Though it should be noted that the two choices have an equal chance of being right, only that your choice had a less equal chance.

 

If two people switch their tickets they can't BOTH increase their chance of winning.

Let's say you're one of those 3 people. one of the other two people shows everyone his lottery ticket. If he won.........then he won. If he lost, then switching tickets won't make any difference to your chance of winning...

BECAUSE you're picking a random person to reveal their ticket. The Monty Hall problem has 2 extra clauses:

1) The ticket revealed is always a LOSING ticket
2) The ticket revealed is always someone else's ticket (never yours)

When you add these two factors into the problem then the odds unbalance, and switching with your opponent gives you a higher chance of succeeding.

 

This explanation is wrong. You cannot simultaneously hold that you had a 2/3 chance of choosing a goat AND that you did not choose the goat which monty has already revealed. If you now know that you did not choose one of the goats, you must reevaluate the odds of your original choice. Attempted explanations like this show why the problem was debated so fiercly for so long - people try to explain why it is right using a false argument and then other begin poking holes in that argument only to find that it is right anyways later on but for a different reason.

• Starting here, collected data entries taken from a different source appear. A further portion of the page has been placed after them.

PR #2562, opened 2018-08-29
Add a clean_old_composes setting to production.ini.

### LINKED ISSUE #2561: Add a config option to turn off automatic cleaning of old composes
A recent change in Fedora has started to create lots of root owned files in the composes, which causes the [compose to fail](https://pagure.io/fedora-infrastructure/issue/7194) when it tries to clean up old composes. Bodhi recently gained the ability to automatically clean these files, so it is sad, but we must disable the feature in Fedora.

In the interest of semantic versioning, we should add a new setting that allows deployments to disable this feature. The setting should default to cleaning up the old composes.

bowlofeggs:
fixes #2561

### DIFF
--- a/bodhi/server/config.py
+++ b/bodhi/server/config.py
@@ -359,6 +359,9 @@ class BodhiConfig(dict):
         'captcha.ttl': {
             'value': 300,
             'validator': int},
+        'clean_old_composes': {
+            'value': True,
+            'validator': _validate_bool},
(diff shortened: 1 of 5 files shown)


bowlofeggs:
This feature has been deployed to Fedora's staging Bodhi instance:

puiterwijk (dismissed):
⚓

PR #2563, opened 2018-08-30
Correctly handle unicode chars in update notes.

### LINKED ISSUE #2546: Encoding error in bodhi.client.bindings.BodhiClient.update_str()
Bastien Nocera [reported](https://bugzilla.redhat.com/show_bug.cgi?id=1585660) a traceback when creating an update that used the [‘](https://www.fileformat.info/info/unicode/char/2018/index.htm) character in the update text:

```
  File "/usr/lib/python2.7/site-packages/bodhi/client/__init__.py", line 273, in new
    print_resp(resp, client)
  File "/usr/lib/python2.7/site-packages/bodhi/client/__init__.py", line 736, in print_resp
    click.echo(client.update_str(resp))
  File "/usr/lib/python2.7/site-packages/bodhi/client/bindings.py", line 712, in update_str
    buf = six.moves.cStringIO(update['notes'])
UnicodeEncodeError: 'ascii' codec can't encode character u'\u2018' in position 98: ordinal not in range(128)
```

mattiaverga:
Fixes #2546 

### DIFF
--- a/bodhi/client/bindings.py
+++ b/bodhi/client/bindings.py
@@ -738,7 +738,7 @@ class BodhiClient(OpenIdBaseClient):
         #  |-->          80 chars in total         <--|
         wrap_width = 66
         wrap_line = functools.partial(textwrap.wrap, width=wrap_width)
-        line_formatter = '{0:>12}: {1}\n'
+        line_formatter = u'{0:>12}: {1}\n'
 
         update_lines = ['{:=^80}\n'.format('=')]
         update_lines += [
@@ -797,16 +797,12 @@ class BodhiClient(OpenIdBaseClient):
             ]
 
         if update['notes']:
-            buf = six.moves.cStringIO(update['notes'])
             notes_lines = list(itertools.chain(
-                *[wrap_line(line) for line in buf]
+                *[wrap_line(update['notes'])]
             ))
-            buf.close()
             indent_lines = ['Notes'] + [' '] * (len(notes_lines) - 1)
-            update_lines += [
-                line_formatter.format(indent, line)
-                for indent, line in six.moves.zip(indent_lines, notes_lines)
-            ]
+            for indent, line in six.moves.zip(indent_lines, notes_lines):
+                update_lines.append(line_formatter.format(indent, line))
 
         update_lines += [
             line_formatter.format('Submitter', update['user']['name']),
--- a/bodhi/tests/client/test_bindings.py
+++ b/bodhi/tests/client/test_bindings.py
@@ -1183,6 +1183,18 @@ class TestBodhiClient_update_str(unittest.TestCase):
                 "Comments: bodhi (unauthenticated) ")))
 
     @mock.patch.dict(
+        client_test_data.EXAMPLE_UPDATE_MUNCH,
+        {u'notes': u'This note contains a unicode char ☺'})
+    def test_update_with_unicode_note(self):
+        """Ensure unicode content in update notes is correctly handled"""
+        client = bindings.BodhiClient()
+        client.base_url = 'http://example.com/tests/'
+
+        text = client.update_str(client_test_data.EXAMPLE_UPDATE_MUNCH)
+
+        self.assertIn(u'Notes: This note contains a unicode char ☺', text)
+
+    @mock.patch.dict(
         client_test_data.EXAMPLE_UPDATE_MUNCH, {u'alias': None})
     def test_update_with_no_alias(self):
         """Ensure we render an update with no alias set properly"""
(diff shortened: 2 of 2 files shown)


mattiaverga:
Sorry, I've tested this locally with pytest-2 and I thought it was Python 3 compatible, but obviously it's not.

It doesn't even need to encode() if plans are to switch to Python 3, maybe we can just add the test and let Python 2 problems die with it?
Are we running tests in Jenkies with `pytest-3`, but bodhi in production is still using Python 2, am I right?

bodhi/tests/client/test_bindings.py
```diff
@@ -1182,6 +1182,17 @@ def test_update_with_anon_comment(self):
...
+    @mock.patch.dict(
+        client_test_data.EXAMPLE_UPDATE_MUNCH, {u'notes': u'This note contains `unicode` char'})
+    def test_update_with_unicode_note(self):
+        """Ensure unicode content in update notes is correctly handled"""
+        client = bindings.BodhiClient()
+        client.base_url = 'http://example.com/tests/'
+
+        text = client.update_str(client_test_data.EXAMPLE_UPDATE_MUNCH)
+
+        self.assertIn(u'Notes: This note contains `unicode` char', text)
```
bowlofeggs: I modified this test a bit to make sure it generates the same traceback as reported in the original ticket:

```
diff --git a/bodhi/tests/client/test_bindings.py b/bodhi/tests/client/test_bindings.py
index 6cd8e2df..900c82a5 100644
--- a/bodhi/tests/client/test_bindings.py
+++ b/bodhi/tests/client/test_bindings.py
@@ -1183,7 +1183,8 @@ class TestBodhiClient_update_str(unittest.TestCase):
                 "Comments: bodhi (unauthenticated) ")))

     @mock.patch.dict(
-        client_test_data.EXAMPLE_UPDATE_MUNCH, {u'notes': u'This note contains `unicode` char'})
+        client_test_data.EXAMPLE_UPDATE_MUNCH,
+        {u'notes': u'This note contains a unicode char ☺'})
     def test_update_with_unicode_note(self):
         """Ensure unicode content in update notes is correctly handled"""
         client = bindings.BodhiClient()
@@ -1191,7 +1192,7 @@ class TestBodhiClient_update_str(unittest.TestCase):

         text = client.update_str(client_test_data.EXAMPLE_UPDATE_MUNCH)

-        self.assertIn(u'Notes: This note contains `unicode` char', text)
+        self.assertIn(u'Notes: This note contains a unicode char ☺', text)

     @mock.patch.dict(
         client_test_data.EXAMPLE_UPDATE_MUNCH, {u'alias': None})
```

bodhi/client/bindings.py
```diff
@@ -797,7 +797,7 @@ def update_str(self, update, minimal=False):
             ]
 
         if update['notes']:
-            buf = six.moves.cStringIO(update['notes'])
+            buf = six.moves.cStringIO(update['notes'].encode('utf-8'))
```
bowlofeggs: So I think there are a few tricky things going on in here, and after playing around a bit with the modified test I mentioned in my other comment I haven't arrived at a good solution that works in Python 2 and Python 3 at the same time.

One tricky thing is that ```cStringIO``` has different behavior here than ```StringIO``` has. Note also that Python 3 doesn't have a ```cStringIO``` and so this ```six.moves``` thing is just an alias for ```io.StringIO``` in Python 3.

We may need to do some "If Python 2... else..." type things to solve this one.

bodhi/tests/client/test_bindings.py
bowlofeggs: This test causes this error message if you run it against the unmodified bindings:

```
        if update['notes']:
>           buf = six.moves.cStringIO(update['notes'])
E           UnicodeEncodeError: 'ascii' codec can't encode character u'\u263a' in position 34: ordinal not in range(128)                                                                                                                     

bodhi/client/bindings.py:800: UnicodeEncodeError
```

bowlofeggs (changes requested):
Yeah this one is kinda tricky. I spent a little time on it tonight but it's time to stop working and I didn't arrive at a good solution either, though I do have a modification to the test that generates the same traceback.

mattiaverga:
It seems that now tests are successful, but build is failing because of the reduction in line coverage. Not sure how to handle this. I don't think using "If Python 2... else..." would solve the problem either, would it?

I think update comments should be fixed as well to work with unicode characters.

bodhi/client/bindings.py
mattiaverga: I think we don't need to use cStringIO at all... looking how updates['comments'] are managed I removed those six stuff and it seems to work just fine in Python 2 and Python 3. Correct me if there was some reason to use cStringIO that I didn't see.

bowlofeggs: Yeah I think that makes a lot of sense, thanks!

bowlofeggs (dismissed):

bowlofeggs (approved):
Thanks!

PR #2566, opened 2018-08-30
Move insert_in_repo() to metadata.py.

### LINKED ISSUE #2565: The web server recently gained a dependency on createrepo_c
@nirik noticed that the Bodhi server did not start because it didn't have ```createrepo_c``` available to it. One of the patches that went into Bodhi 3.10.0 added a function to ```bodhi.server.util``` that uses ```createrepo_c```. That function is actually only used by the composer via ```bodhi.server.metadata```, and thus isn't really needed by the web server.

Rather than adding a new dependency to the web server, I think we should just move this code from ```bodhi.server.util``` to ```bodhi.server.metadata```.

bowlofeggs:
insert_in_repo() is only used by bodhi.server.metadata, but it had
been in bodhi.server.util. This added an unnecessary dependency on
createrepo_c to the web server. By moving it into metadata.py, this
dependency is avoided.

fixes #2565

### DIFF
--- a/bodhi/server/metadata.py
+++ b/bodhi/server/metadata.py
@@ -21,6 +21,7 @@ from datetime import datetime
 import logging
 import os
 import shelve
+import shutil
 import tempfile
 
 from kitchen.text.converters import to_bytes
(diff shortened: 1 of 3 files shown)


bowlofeggs:

Zlopez (dismissed):

cverna (dismissed):

PR #2570, opened 2018-09-04
Fix a typo in the update template JavaScript.

### LINKED ISSUE #2569: ReferenceError: req is not defined
There is a regression introduced by #2394, where ```req``` is used instead of ```requirement``` [here](https://github.com/fedora-infra/bodhi/blob/4d1c284df55cc74fdc3d1ee4ff7ba6eabe9ea5a8/bodhi/server/templates/update.html#L69).

bowlofeggs:
fixes #2569

### DIFF
--- a/bodhi/server/templates/update.html
+++ b/bodhi/server/templates/update.html
@@ -66,7 +66,7 @@ ${update.type} update for ${update.beautify_title(amp=True) | n}
             if ($.inArray(requirement.testcase, requirements) == -1) {
                 requirements.push(requirement.testcase);
             }
-            $('#failed_requirements').append('<li class="list-group-item">' + req.item + '</li>');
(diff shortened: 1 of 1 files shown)


cverna (dismissed):

bowlofeggs:
I am amending my commit to add the Signed-Off-By line, but am not altering the contents.

bowlofeggs:
Looks like the CI job is not getting run because it was deleted:

https://lists.centos.org/pipermail/ci-users/2018-September/000860.html

mattiaverga:
I suppose this will fix #2571 also (?)

bowlofeggs:
@mattiaverga I don't believe so - I think that bug happened in staging when this patch was applied.

PR #2578, opened 2018-09-11
[WIP] Rely on Greenwave to resolve test results from update id.

bowlofeggs:
Greenwave's API docs[0] state that we can hand Greenwave only the
update ID and it will find test results for the Koji builds. Prior
to this commit we had been handing Greenwave the update ID, Koji
builds, and original_nvr fields, which were redundant.

[0] https://docs.pagure.org/greenwave/policies.html#subject-types

### DIFF
--- a/bodhi/server/models.py
+++ b/bodhi/server/models.py
@@ -1967,13 +1967,7 @@ class Update(Base):
             list: A list of dictionaries that are appropriate to be passed to the Greenwave API
                 subject field for a decision about this Update.
         """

Here is an example of an argument that shows why there is a greater probability of getting the car when switching:

This explanation also gives an alternate version of the monty hall problem which shows why the typical explanation of the problem is wrong. Here the chance that you chose each goat or the car is still 1/3 each at first but monty reveals one of the goats more often than the other when you choose the car and you know that he does this. Since it is logically impossible to have chosen a goat and then monty reveal the goat you have chosen, the odds are different depending on which goat monty reveals - even up to a 50/50 chance of getting the car by switching or not when monty always favors one of the goats over the other.

Note that everything said about the original problem still applies to this alternate version, but the conclusion is no longer true. That is because it is a logical fallacy to hold simultaneously that you had a 1/3 chance of choosing each object and that you did not choose the goat which monty has revealed. It is simply a coincidence that such reasoning brings you to the correct answer in the case of the original problem.

 

Considering more doors might make you feel more comfortable with the correct analysis.

Suppose there were 100 doors with a valuable prize behind one and a penny behind the other 99.

You pick a door and Monty Hall opens 98 other doors revealing 99 pennies. oats. You can stay with your origianl choice or swirch.

As with the three door version, there are only two unopened doors. Do you think it is an even bet between those two doors?

Without doing any serious analysis, it seems to me that the odds against your picking the correct door was about 100 to one against you. When you made your choice, the odds favored the prize being behind some door other than the one you picked. What door might that be jnow that you have seen 98 of the doors you did not pick.

 

Actually I think this question should be in the math section ....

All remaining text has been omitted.